The rousing success of the Barnett Shale play in North Texas has many companies looking for similar-style plays in their own backyards.

Houston-based Southwestern Energy Co. believes that it might have found a look-alike in the Fayetteville Shale in its historical operating area on the Arkansas side of the Arkoma Basin. This summer, the company unveiled its Desoto project in the shale.

The Fayetteville, found at depths from 1,500 to 6,500 feet, is a black, organic-rich Mississippian-aged shale that is geologically equivalent to Oklahoma's Caney Shale and North Texas' Barnett. The firm keyed on the shale interval after it noticed that completions in the overlying Wedington Sandstone sometimes produced greater volumes of gas than would be expected from its reservoir properties. The likely source of the pumped-up production was pinpointed as the Fayetteville Shale, and Southwestern began to consider it as a stand-alone objective.

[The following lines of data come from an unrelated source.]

PR #402, opened 2016-08-03
Add a script to remove users with duplicated Drupal IDs.

DFurnes:
#### What's this PR do?
This PR adds an Artisan `northstar:clean_drupal_ids` script which removes records with duplicated Drupal IDs (keeping the oldest, since that seems like a smart heuristic from spot-checking some production data).

References #334.

There's [a test](https://github.com/DFurnes/northstar/blob/0831c8380ca61960406780a15d844cf215b0d3c7/tests/Artisan/CleanDrupalIdsCommandTest.php)! Did I check all the right edge cases?

#### Checklist

---
For review: @angaither @weerd

### DIFF
--- a/tests/Artisan/CleanDrupalIdsCommandTest.php
+++ b/tests/Artisan/CleanDrupalIdsCommandTest.php
@@ -37,12 +37,21 @@ class CleanDrupalIdsCommandTest extends TestCase
             }
         }
 
+        // Make 5 users with explicitly null Drupal ID. Trouble-makers!
+        for ($i = 0; $i < 5; $i++) {
+            User::create([
+                'first_name' => $this->faker->firstName,
+                'email' => $this->faker->email,
+                'drupal_id' => null,
+            ]);
+        }
+
         // There should be 20 users to start with...
-        $this->assertEquals(20, User::all()->count(), 'created all the expected duplicates');
+        $this->assertEquals(25, User::all()->count(), 'created all the expected duplicates');
 
         // And after running the command, we should have only the 10 unique Drupal IDs.
         $this->artisan('northstar:clean_drupal_ids');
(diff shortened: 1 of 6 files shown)


DFurnes:
I'm sad because this test suite passes on my local. Will investigate some more in the morn' 😢

DFurnes:
Well, not 100% sure what's up with that, but re-installing my Composer dependencies got everything synced up with what Wercker was seeing. Still seeing some intermittent(?!?) assertion failures so thinking there might be an ordering issue in my query.

tests/Artisan/CleanDrupalIdsCommandTest.php
```diff
@@ -0,0 +1,52 @@
...
+        $tony->setCreatedAt(new Carbon('March 10 1963'))->save();
+
+        $steve = User::create(['first_name' => 'Steve', 'last_name' => 'Rogers', 'drupal_id' => '12346']);
+        $steve->setCreatedAt(new Carbon('July 4 1920'))->save();
+
+        // Make a user with a Drupal ID, but no duplicates.
+        $kamala = User::create(['first_name' => 'Kamala', 'last_name' => 'Khan', 'drupal_id' => '55555']);
+
+        // Make some users with no Drupal ID.
+        factory(User::class, 7)->create();
```
angaither: The only case I think is left out of here is if `drupal_id` is set to `null` the string. I'm not sure if that matters or is actually different.

DFurnes: Oooh, good point. Lemme look into it.

DFurnes: Yep, that would've been a kablooie. 💥 Fixed in 3d9c333.

angaither:
🚢

PR #826, opened 2022-10-02
Allow field extensions to return None from map_serializer_field

awbacker:
A field can be marked as ignored when generating by using `@extended_schema_field(None)` or `OpenApiTypes.NONE`.  This change extends the Extension processing so its behavior matches the decorator.


tfranzel:
thanks for the PR @awbacker. just solved a minor issue in the tests where you collided with another extension test. resolved it by giving your test it's own field test class.

awbacker:
Thanks you.  Sorry I didn't notice that the PR was going directly here, thought I had time.

PR #829, opened 2022-10-04
use `_default_manager` instead of `objects` as the manager for generic models

gera:
This allows using the django_filters for models where the default manager isn't called `objects`.

See https://docs.djangoproject.com/en/3.2/topics/db/managers/#default-managers for the relevant Django documentation.

### DIFF
--- a/drf_spectacular/contrib/django_filters.py
+++ b/drf_spectacular/contrib/django_filters.py
@@ -52,7 +52,7 @@ class DjangoFilterExtension(OpenApiFilterExtension):
         if not model:
             return []
 
-        filterset_class = self.target.get_filterset_class(auto_schema.view, model.objects.none())
+        filterset_class = self.target.get_filterset_class(auto_schema.view, model._default_manager.none())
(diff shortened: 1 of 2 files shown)


tfranzel:
Hi @gera, 

you raise an interesting point. This will have potentially great impact on the userbase as it is not limited the django-filter. I have to think about the corner cases and whether this might break existing users. At this point, changing core internals/assumptions is risky.

CelestialGuru:
Would love to see this fix applied. I had a use case where I needed a field called `objects` and so had to use a different name for that model's manager.

tfranzel:
I had another look, I think it may make sense to add a settings for this and make that opt-in to not break existing users. 

I will look into this again and adapt the PR to make this low impact.

tfranzel:
Added setting `DEFAULT_QUERY_MANAGER` to make this flexible. Default stays `objects` for compatiblity reasons, but you can just set `_default_manager` to get the same outcome.

Issue #832, opened 2022-10-10
`ENUM_NAME_OVERRIDES` not applying if choice values include a blank string as an option.


trumpet2012:
**Describe the bug**
`ENUM_NAME_OVERRIDES` is not using the custom name specified for the enum if the choice values include a blank string as an option.

This looks to be due to a difference in how the hashes are being computed for the choices in https://github.com/tfranzel/drf-spectacular/blob/master/drf_spectacular/plumbing.py#L778 and https://github.com/tfranzel/drf-spectacular/blob/master/drf_spectacular/hooks.py#L62.

When storing the overriden choice hash the null and blank values are included in the hashing, while when the choices are processed in the enum hook the null and blank values get excluded. This leads to the hash values not matching and the override not being detected.

**To Reproduce**
Create a choices objects that contains a blank string as a valid value.

```py
// choices.py
class Answers(models.TextChoices):
    YES = "yes", "Yes"
    NO = "no", "No"
    UNSPECIFIED = "", ""
```

```py
// settings.py
SPECTACULAR_SETTINGS = {
   ...
    "ENUM_NAME_OVERRIDES": {
        'YesNoAnswerEnum': "path.to.choices.Answers"
    }
}
```

**Expected behavior**
The name of the Answers choices in the schema should be `YesNoAnswerEnum` after applying the override.

PR #833, opened 2022-10-10
Making enum override hash generation match when blank or None values included.

trumpet2012:
Fixes https://github.com/tfranzel/drf-spectacular/issues/832.

This updates the logic in `load_enum_name_overrides` so that it creates the hash value after removing None and blank string values to match the same hashing behavior found in `postprocess_schema_enums`.

Without this the overrides aren't correctly applied since the hashes don't match.


trumpet2012:
Just pushed a fix for a Django compatibility issue in the new tests.

PR #852, opened 2022-11-11
Utils: Replace invariant `List[]` with covariant `Sequence[]`

HansAarneLiblik:
… because of Mypy note 'List is invariant. Consider using Sequence instead.'

While using this package, I've received warnings from `mypy` 

```py
from drf_spectacular.types import OpenApiTypes
from drf_spectacular.utils import OpenApiParameter, extend_schema
from rest_framework.request import Request
from rest_framework.response import Response

PARAMS_MY_PARAM = [
    OpenApiParameter(
        "my_type",
        location=OpenApiParameter.PATH,
        enum=["this", "is", "mine"],
    )
]

@extend_schema(
    methods=["GET"],
    parameters=PARAMS_MY_PARAM,
    responses={200: OpenApiTypes.OBJECT},
)
def get_for_my_type(request: Request) -> Response:
  return Response()
```

I get the following error
```
my_project/views.py:440: error: Argument "parameters" to "extend_schema" has incompatible type "List[OpenApiParameter]"; expected "Optional[List[Union[OpenApiParameter, Union[Serializer[Any], Type[Serializer[Any]]]]]]"  [arg-type]
my_project/views.py:440: note: "List" is invariant -- see https://mypy.readthedocs.io/en/stable/common_issues.html#variance
my_project/views.py:440: note: Consider using "Sequence" instead, which is covariant
```

After the following changes, these issues dissapear

### DIFF
--- a/drf_spectacular/utils.py
+++ b/drf_spectacular/utils.py
@@ -1,6 +1,6 @@
 import inspect
 import sys
-from typing import Any, Callable, Dict, List, Optional, Tuple, Type, TypeVar, Union
+from typing import Any, Callable, Dict, Optional, Sequence, Tuple, Type, TypeVar, Union
 
 # direct import due to https://github.com/microsoft/pyright/issues/3025
 if sys.version_info >= (3, 8):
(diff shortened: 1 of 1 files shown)


HansAarneLiblik:
Hey @tfranzel !

I don't think these falling checks are due to my changes?

tfranzel:
ahh ok. i will investigate.

tfranzel:
so mypy got a bit more picky in the newest version. I fixed the issue on master. 

I reran the failed job, because I thought maybe the GH action will run on the merge commit but it turns out it will just use the branch HEAD. please rebase and force-push your fix. it should work now. thx

HansAarneLiblik:
Pushed, seems like a network issue in one of the jobs

tfranzel:
the action worker glitched, happens sometimes. reran the failed jobs.

thank you @HansAarneLiblik

PR #857, opened 2022-11-14
Allow setting the deprecated flag on filters

### LINKED ISSUE #856: Allow to set the deprecated flag on filters
**Describe the bug**
I cannot easily add the deprecated flag to a specific filter in a django-filter Filterset

**Expected behavior**
It would be nice if adding a `deprecated=True` extra kwarg to the filter would mark it as deprecated in the schema.

It would also be possible to use a decorator on the filter, but I currently do not have a working implementation for it.

Which one would be the prefered route?

```py
class FooFilterSet(FilterSet):
    # extra kwarg
    bar = filters.CharFilter(field_name="bar", help_text=_("Filter on bar"), deprecated=True)

    # decorator
    @deprecated_filter
    baz = filters.CharFilter(field_name="baz", help_text=_("Filter on baz"))
```

nils-van-zuijlen:
By adding a deprecated kwarg when instantiating the filter.

Closes #856

### DIFF
--- a/drf_spectacular/contrib/django_filters.py
+++ b/drf_spectacular/contrib/django_filters.py
@@ -160,6 +160,8 @@ class DjangoFilterExtension(OpenApiFilterExtension):
             description = filter_field.extra['help_text']
         elif filter_field.label is not None:
             description = filter_field.label
+            
+        deprecated = filter_field.extra.get('deprecated', False)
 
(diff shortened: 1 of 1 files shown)


nils-van-zuijlen:
This does only work at schema generation time, but it crashes when creating the Django form to get the values.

During a couple years of intensive geological study, the company concluded that the Fayetteville compared favorably to the Barnett and other producing shale reservoirs. The Arkansas rocks have total organic contents ranging from 4% to 9.5%; thermal maturity values from 1.5 to 4 Ro (vitrinite reflectance); and gas contents between 60 and 220 standard cubic feet per ton. The Fayetteville does not achieve the thickness of the Barnett, although it is generally shallower and may be less expensive to develop. The North Texas shale is generally 200 to 500 feet thick, while the Fayetteville ranges from 50 to 325 feet.

"We've recently begun to test our concept, and our results to date are encouraging," said Harold Korell, chairman, president and chief executive in a recent teleconference.

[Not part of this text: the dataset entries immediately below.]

PR #867, opened 2022-11-22
Use direct view methods for getting serializer instances in drf_rw_serializers schema blueprint

Numerlor:
The methods that get instances can be customized by users, so going around them and using the type directly could go around the user customization.


tfranzel (approved):
jepp that makes sense. for regular views we check whether the method was actually overridden by the user in the view and use what is appropriate, but this should suffice for now.

Issue #866, opened 2022-11-22
Path to view on error or warning


HansAarneLiblik:
Not a bug, but rather a feature-request

When generating the schema and there are errors for some views, it is difficult to track down the view as there may be views with same name in multiple apps

`Error #0: task_list: unable to guess serializer. ...`

It would be really great, if the path to the `view` was also printed out, e.g. `url` from `self.path` or somehow the full filepath `myapp/views.py`

```
Error #0: task_list: unable to guess serializer. ... Ignoring view for now (myapp/app1/views.py)
...
Error #12: task_list: unable to guess serializer. ... Ignoring view for now (myapp/app4/views.py)
```

HansAarneLiblik:
For me, covering just these 3 cases is enough (I edited your source locally for testing)

https://github.com/tfranzel/drf-spectacular/blob/master/drf_spectacular/openapi.py#L870
https://github.com/tfranzel/drf-spectacular/blob/master/drf_spectacular/openapi.py#L1075
https://github.com/tfranzel/drf-spectacular/blob/master/drf_spectacular/openapi.py#L1133

tfranzel:
Hey @HansAarneLiblik, that is an interesting suggestion. Certainly useful for people migrating and having lots of warnings.

The meat of the matter lies here:

https://github.com/tfranzel/drf-spectacular/blob/2aabb8b7c527f793aa71f483500d7ebcdd3b370e/drf_spectacular/drainage.py#L83

https://github.com/tfranzel/drf-spectacular/blob/2aabb8b7c527f793aa71f483500d7ebcdd3b370e/drf_spectacular/contrib/django_filters.py#L60

https://github.com/tfranzel/drf-spectacular/blob/2aabb8b7c527f793aa71f483500d7ebcdd3b370e/drf_spectacular/generators.py#L238

I'm open to suggestions on how to make this work.

HansAarneLiblik:
I created a PR https://github.com/tfranzel/drf-spectacular/pull/868

Don't really know how I feel about the duplication of `_TRACES` logic though

PR #868, opened 2022-11-23
Add request path as trace suffix

HansAarneLiblik:


HansAarneLiblik:
@tfranzel I don't think the test failure is due to my changes

tfranzel:
yes, github changed the default ubuntu version and broke 3.6 support with that. i fixed that on master. your would need to rebase, but you don't have to. I will look at this either way.

HansAarneLiblik:
Any progress on this @tfranzel ?

tfranzel:
Hey @HansAarneLiblik, I just had a look and I agree that we could use a better trace, but I am not yet sold on this particular implemenation. Also contratry to #866, this uses the URL path instead of the file path as advertised. Although this adds a bit more context, I think that if we change this, it needs to be a bit more holistic.

Thinking about something similar to other tools like mypy or flake8, which would also come with better IDE support (hyperlinkling in pycharm for example)

```
tests/test_warnings.py:218: note: By default the bodies of untyped functions are not checked, consider using --check-untyped-defs  [annotation-unchecked]
tests/contrib/test_rest_framework_dataclasses.py:21: note: By default the bodies of untyped functions are not checked, consider using --check-untyped-defs  [annotation-unchecked]
```

I will schedule some time for further investigation.

PR #891, opened 2022-12-08
Include filename in call to _get_sidecar_url

### LINKED ISSUE #847: Swagger/Redoc Sidecar breaks when using a Manifest storage backend
**Introduced by** #718 

**Describe the bug**

The `swagger-ui-dist/` directory is not a static file but rather a directory resulting in the following error when using the manifest storage backend. A manifest storage backend will suffix files with a hash, meaning static concatenation will not work, it needs to use `{% static 'file.css' %}` tag.

> Missing staticfiles manifest entry for 'drf_spectacular_sidecar/swagger-ui-dist'.

Affected code:

https://github.com/tfranzel/drf-spectacular/blob/f8b9c1b9134fb9e04bdca023c2f15640626feedf/drf_spectacular/views.py#L116-L117

https://github.com/tfranzel/drf-spectacular/blob/f8b9c1b9134fb9e04bdca023c2f15640626feedf/drf_spectacular/views.py#L174-L182

https://github.com/tfranzel/drf-spectacular/blob/f8b9c1b9134fb9e04bdca023c2f15640626feedf/drf_spectacular/views.py#L252-L255

**To Reproduce**

```py
# https://docs.djangoproject.com/en/4.1/ref/settings/#std-setting-STATICFILES_STORAGE
# https://whitenoise.evans.io/en/stable/django.html#add-compression-and-caching-support
STATICFILES_STORAGE = "whitenoise.storage.CompressedManifestStaticFilesStorage"
```

**Expected behavior**

For it to only query `{% static 'file.css' %}` instead of directories.

juspence:
@tfranzel Based on your advice in #847, I moved the filenames for the different resources out of the templates and into the call to _get_sidecar_url(). Please let me know if you have any other suggestions. Thank you!

I've tested with the sidecar and with the regular CDN, using both a manifest backend and non-manifest backend. This fixes the bug with the combination of a manifest backend and the sidecar, without causing any regression I can see for the other three cases.

Fixes #847

### DIFF
--- a/drf_spectacular/templates/drf_spectacular/redoc.html
+++ b/drf_spectacular/templates/drf_spectacular/redoc.html
@@ -15,14 +15,14 @@
   <body>
     {% if settings %}
     <div id="redoc-container"></div>
-    <script src="{{ dist }}/bundles/redoc.standalone.js"></script>
+    <script src="{{ redoc_standalone }}"></script>
     <script>
       const redocSettings = {{ settings|safe }};
       Redoc.init("{{ schema_url }}", redocSettings, document.getElementById('redoc-container'))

As of late September, Southwestern bumped its planned 2004 investment to $28.2 million in the Fayetteville, from $19.5 million. Since 2003, it has accumulated 500,000 net undeveloped acres in the promising play, in addition to the 125,000 net developed acres that it controls in the conventional fairway area. On average, its land costs are $40 per acre, its lease term is more than nine years, and its royalties are 12.5%.

The company expects to drill 23 Fayetteville wells by year-end. To date, it has drilled tests in four pilot areas in Franklin, Conway, Faulkner and Van Buren counties, Arkansas. Its first wells cost between $500,000 and $700,000 apiece, including testing, coring and special logging expenses.

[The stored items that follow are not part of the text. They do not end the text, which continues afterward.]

PR #893, opened 2022-12-08
Treat SlugRelatedField analog to PrimaryKeyRelatedField #854

### LINKED ISSUE #854: Annotate SlugRelatedField when field is a UUID
This is related to [Annotate SlugRelatedField](https://github.com/tfranzel/drf-spectacular/issues/15) but specific to when the field is a UUID. 

With the below model example, is it possible to annotate that the SlugRelatedField is a UUID rather than a just a string?

```
class TagSerializer(serializers.ModelSerializer):
    """Serializer for Tags"""
    workspace = serializers.SlugRelatedField(slug_field='uuid',  queryset=Workspace.objects.all(),)
    tag = serializers.UUIDField(source='uuid', read_only=True)

    class Meta (object):
        model = Tag
        fields = ('workspace', 'tag', 'name')
```

In the workspace view the schema specifies the workspace field to be a UUID
` workspace | string <uuid>`

In the tag  view the schema specifies the workspace field to only be a string (through the SlugRelatedField)
`workspace | string`
 `tag  | string <uuid>`

tfranzel:
thx to @StopMotionCuber for the `source.append(field.slug_field)` hint

closes #854

### DIFF
--- a/drf_spectacular/openapi.py
+++ b/drf_spectacular/openapi.py
@@ -659,11 +659,13 @@ class AutoSchema(ViewInspector):
             schema.pop('readOnly', None)
             return append_meta(build_array_type(schema), meta)
 
-        if isinstance(field, serializers.PrimaryKeyRelatedField):
+        if isinstance(field, (serializers.PrimaryKeyRelatedField, serializers.SlugRelatedField)):
+            # SlugRelatedField is essentially a non-pk version of PrimaryKeyRelatedField.
+            is_slug = isinstance(field, serializers.SlugRelatedField)
             # read_only fields do not have a Manager by design. go around and get field
             # from parent. also avoid calling Manager. __bool__ as it might be customized
             # to hit the database.
-            if getattr(field, 'queryset', None) is not None:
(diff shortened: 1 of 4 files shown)


StopMotionCuber:
This seems to work so far, thanks for the PR. Though currently the `description` OpenAPI field is not filled based on the `help_text` for a `SlugRelatedField` with `many=True`. I'm not sure what we would want to default to there, maybe something like "List of $help_text or "[$help_text]". But I think providing anything there would be a better default than leaving the description blank.
Not sure though if this is in-scope for this PR or whether I should open a separate issue for this

tfranzel:
Thank you for reviewing. I see. Actually the same issue applies to `PrimaryKeyRelatedField`. help_text on the **serializer field** itself is honored in both cases though. This only applies to the help_text of the model field.

This was a deliberate choice for `ManyRelated`, in which the related fields are internally wrapped (in case of `many=True`). But I don't remember the exact reason for dropping the description. 

https://github.com/tfranzel/drf-spectacular/blob/2a2c1755010d22274bd68c42bcb3681d6c8974f7/drf_spectacular/openapi.py#L658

The Conway, Faulkner and Van Buren counties wells represent significant leaps from established production. Southwestern began its completion attempts in the pilot wells using nitrogen foam fracs, and the wells completed with nitrogen treatments have initially produced between 150,000 and 700,000 cubic feet of dry gas per day. It uses a consistent completion technique, to better isolate the factors affecting well performance. The company is also testing the efficacy of larger volume slick-water fracs, the type of treatment commonly used in the Barnett Shale. In addition, it plans to attempt horizontal wells, another technique that has been very successful in the Barnett.

The Fayetteville is already producing 125,000 to 160,000 cubic feet of gas per day in two wells in the fairway, where the shale section is relatively thin, the company says. And, Southwestern has begun selling gas from Fayetteville wells in the undeveloped area east of the fairway, at rates of 250,000 to 450,000 cubic feet per day.

"While we are encouraged by the results to date, we recognize that the results are still preliminary and that we have a significant amount of data yet to collect in order to confirm the extent and the economic viability of the...play," said Richard Lane, executive vice president, exploration and production.

In October, Southwestern received new field rules from the Arkansas Oil & Gas Commission for its Conway County discovery, Griffin Mountain Field. The initial test in the five-well field was the #1-9 Thomas, a 3,610-foot well completed with an initial flowing potential of 532,000 cubic feet of gas per day from eight fracture-stimulated zones in the Fayetteville between 2,750 and 3,036 feet, reported IHS Energy.

In its application, the company said a vertical well would likely drain an area of 30 acres or less; estimated gas-in-place was 58- to 65 billion cubic feet per square mile; and estimated ultimate recovery is 580- to 600 million cubic feet per well.